A Ordem dos Psicólogos já se pronunciou sobre o «impacto psicológico da exposição das crianças aos
eventos tauromáquicos», em junho de 2016, através de um parecer enviado à Assembleia da República,
considerando que a exposição das crianças à violência «não é benéfica para as crianças ou para o seu
desenvolvimento saudável, podendo inclusivamente potenciar o aparecimento de problemas de saúde
psicológica». (sublinhado nosso)
Também a Amnistia Internacional se pronunciou sobre este tema em 2015. A instituição de direitos humanos
emitiu um parecer onde considera que as crianças e jovens não podem participar em touradas por se tratar de
uma atividade violenta e que coloca em risco a sua segurança e saúde. Neste sentido, advertiu a Assembleia
da República e os seus constituintes que «considerem e fundamentem sempre o superior interesse da criança
nos documentos que a estas digam respeito e que façam cumprir tratados e convenções internacionais
assinados pelo Governo da República e ratificados por esta Assembleia».

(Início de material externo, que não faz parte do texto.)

PR #460, opened 2022-12-21
Use a GitHub Action to post the pull request checklist as a comment

namurphy:
# Description

This PR moves the checklist from the pull request template into a separate file that gets added as a comment to pull requests.  This makes the pull request template a lot less cluttered.  I also added a short greeting, along with hyperlinks to the files mentioned in the checklist.  

To see this GitHub Action in action, check out [this comment](https://github.com/PlasmaPy/PlasmaPy/pull/1808#issuecomment-1329924433).

The maintainers should feel free to edit this PR too.

# Checklist


altendky:
I haven't reviewed https://github.com/harupy/comment-on-pr, but I feel like this will run into the same permissions issues with external PRs that was causing trouble around the coverage reports @adiroiban?

adiroiban:
Thanks for the PR.

Nick, I don't think that the action will work for fork PRs.

I tried to check the source project at https://github.com/harupy/comment-on-pr but I can't see any active PR from a non-team member.

I also tried to look for an example on PlasmaPy, but I couldn't find a PR from a non contributors.

Also, for first time contributors, the GitHub Actions workflow is not trigerred by default.

------------

We tried to implement something similar but the automatic GitHub API token generated by GitHub Action has read-only permissions for forks.

You can check a read-only token here https://github.com/twisted/towncrier/pull/453/checks#step:1:17

And the exact same workflow, triggered by a non-fork team member here

https://github.com/twisted/towncrier/actions/runs/3756273445/jobs/6382171392#step:1:17

----------

I am not against this change, but I am not sure it will work.

namurphy:
> I also tried to look for an example on PlasmaPy, but I couldn't find a PR from a non contributors.

Here's an example from a first-time contributor where the checklist comment was posted: https://github.com/PlasmaPy/PlasmaPy/pull/1830

> Also, for first time contributors, the GitHub Actions workflow is not trigerred by default.

It appears that the checklist comment on that PR was posted right after the first commit.  (By clicking on the ❌ next to the initial commit, it looks like the workflow wasn't triggered for that commit.)

> I am not against this change, but I am not sure it will work.

What would you think of merging this to test it?  I could submit a quick follow-up PR to perhaps add a pre-commit hook, and we could see if the comment gets posted.  If it doesn't, then I would submit a PR to revert the change.

adiroiban:
It looks like the action for that PR is executed with [full write permissions](https://github.com/PlasmaPy/PlasmaPy/pull/1830/checks#step:1:17).

```
  Actions: write
  Checks: write
  Contents: write
  Deployments: write
  Discussions: write
  Issues: write
  Metadata: read
  Packages: write
  Pages: write
  PullRequests: write
  RepositoryProjects: write
  SecurityEvents: write
  Statuses: write
```

--------

And I can see that the change from this PR creates a new workflow that uses default API token permissions.

But for towncrier, we want restricted write permission.

Now, if we just enable `Issues: write` permission, (without full write) I think that should be ok, and this can be merged.

I don't think that it is worth compromising the security, just to have a checklist as a comment.

------------

At the same time, I think that you might want to know the list, before creating a PR.
Otherwise, each time you submit a PR, you will not know what checklist to follow.

-------------

A note for the team, while reviewing the default security  for GitHub API token for GitHub action I observed that workflows were setup with read and write access by default.

I reconfigured to default to read-only.

image

.github/workflows/checklist.yml
```diff
@@ -0,0 +1,16 @@
...
+on:
+- pull_request_target
+
+jobs:
+  comment:
+    name: Checklist
+    runs-on: ubuntu-latest
+    steps:
+    - uses: actions/checkout@master
+    - uses: harupy/comment-on-pr@master
```
adiroiban: and here, if we decided to use this action, I think that we should not use `master`

We should pin a certain commit.

This will make sure that things will not break.

At the same time, if somehow `harupy/comment-on-pr` repo is accidentally compromised, we will not automatically run the latest code.

At least we run a known commit ID.

----------

There is the still possibility for the whole repo to be compromises so that a trusted commit `abc123` from 3 years ago is replaced with a new commit with the same `abc123` hash , but with malicious code.

adiroiban:
I think that we need to be a bit extra careful with `towncrier` in terms of security.

For a release, I am running towncrier manually and I always review what it does.

But there might be people out there doing full automation and they might have towncrier automatically called as part of their automated release/publish pipeline.

In this way, if there is a security issue in towncrier, it can be propagated to the final release.

exarkun:
This seems like needless complexity and needless additional coupling to GitHub.  "This makes the pull request template a lot less cluttered" doesn't seem like much of a motivation.  "Cluttered" is a vague criticism.  One could just as easily argue that the new thing is "cluttered".

I am not an active towncrier maintainer or contributor but this isn't the kind of change I would welcome on any projects where I am active.

namurphy:
We've found it to be quite helpful in the project I work most with, though we started with a more cluttered PR template than the one that towncrier currently has and don't have as pressing security needs.  I'm not an expert on security, so I'll leave it up to the maintainers. If it would take a while to figure out if there are any security issues, it's probably not worth investing too much time on given other pressing needs.

If we do continue the discussion here, I would gently remind us about the [code of conduct](https://github.com/twisted/towncrier/blob/trunk/CODE_OF_CONDUCT.md).

.github/workflows/checklist.yml
namurphy: Thank you — that is a really good point!  This is advice I should probably apply in some other repositories also.

adiroiban:
Considering the security implications and the extra added complexity I am -1 on this.

I continued the conversation since I was curious how this can be done in a secure way.

In GitHub Actions, we store a PyPI publish token/secret and we want to make sure this stays safe. Anyone that get holds of that token can publish malicious towncrier packages to pypi.

And if we are not careful, someone can find that token by just having GitHub Action execute something like `echo ${{ secrets.PYPI_TOKEN }}`

adiroiban:
In terms of security, we can run this action in the context of `pull_request_target` instead of `pull_request` but we need to be extra careful to make sure we don't leak the secrets.

I think that for the PR checklist comment, it's not worth the risk and complexity.

.github/workflows/checklist.yml
```diff
@@ -0,0 +1,16 @@
...
+on:
+- pull_request_target
+
+jobs:
+  comment:
+    name: Checklist
+    runs-on: ubuntu-latest
+    steps:
+    - uses: actions/checkout@v0.1.0
+    - uses: harupy/comment-on-pr@v0.1.0
```
adiroiban, line 12: We should be even more strict, and pin a commit not the tag.

A tag can be updated with a simple write, so you end up with different souce code for the same tag.

The source code for the same commit sha can only be changed if you rewrite the whole history, and find a way to generate the exact same  sha.

```suggestion
    - uses: harupy/comment-on-pr@d83982f39ec865c951b0d1ad0e9e0d79d801e790
```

O carácter violento e sangrento dos espetáculos tauromáquicos realizados em Portugal também foi
reconhecido e contestado internacionalmente pelo Comité dos Direitos da Criança das Nações Unidas, que no
último relatório de avaliação de Portugal, publicado em 27 de setembro de 2019, reservou um capítulo à
«violência da tauromaquia» advertindo o Estado português a estabelecer «a idade mínima para participação e
assistência em touradas e largadas de touros, inclusive em escolas de toureio, em 18 anos, sem exceção, e
sensibilize os funcionários do Estado, a imprensa e a população em geral sobre efeitos negativos nas crianças,
inclusive como espectadores, da violência associada às touradas e largadas».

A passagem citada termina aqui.